Tuesday, March 12, 2019

Having a really hard time

Hello all, hope this post isn’t breaking any sub rules but I’m feeling helpless.

I’m writing this post to reach out for any advice or maybe to let someone else know they aren’t alone. Anyway, I’ve really been struggling lately with my weight loss. Im so incredibly unhappy and insecure and feeling the lowest I ever have about myself.

I’ve tried to change my eating habits before, and been successful at losing 13 pounds a few months ago. But I am a two week burnout. Then I go on what feels like a month long binge where I eat snacks and fast food like crazy and totally ruin any progress I made.
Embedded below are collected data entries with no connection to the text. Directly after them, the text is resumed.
PR #219, opened 2016-10-03
Microbit mbfs

finneyj:
Revised MicroBitFileSystem implementation.
 
This PR introduces a variation of @alexk2k12's posix file system implementation to address weaknesses noted in #139. It should be noted that a significant part of this contribution was driven by @ornberg and @AHerczeg (thanks guys!).

This patch introduces the following changes over #139.

 - Introduction of logical blocks of a configurable size (any power of 2 fraction of the device's PAGESIZE - 1K for nrf51822).
 - A move to a non-contiguous logical block tracking table.
 - Round robin block allocation policy to improve load balancing.
 - introduction of a configurable in memory writeback cache to reduce/mitigate impact of frequent overwrite operations within a single file.
 - Optimisations around all operations to minimise the number of erase cycles of FLASH pages.
 - removal of '+=' overload operators from MicroBitFile

### DIFF
--- a/inc/drivers/MicroBitFile.h
+++ b/inc/drivers/MicroBitFile.h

I try to set goals and take it slow and not beat myself up and everything else that they say to do when trying to lose weight but man it’s really not that easy.

When I get in the drive thru line at fast food restaurants I almost feel like I’m possessed. I know I shouldn’t be there, I know this is bad for me, and I know this isn’t going to help and will only make me feel worse about myself. But it’s like I can’t stop. Again, I seriously feel like I’m possessed or something.

I made an appointment to see a therapist in a few days to help me make positive changes but I seriously am feeling depressed, disgusting and helpless. I know that I’m going down a really self destructive path, physically and mentally, if I keep this up.

I guess I just want to know how some of you guys prevent yourselves from becoming two week burnouts like me. I’m really struggling with all of this.

If you made it this far, thanks for reading. This sub is incredible!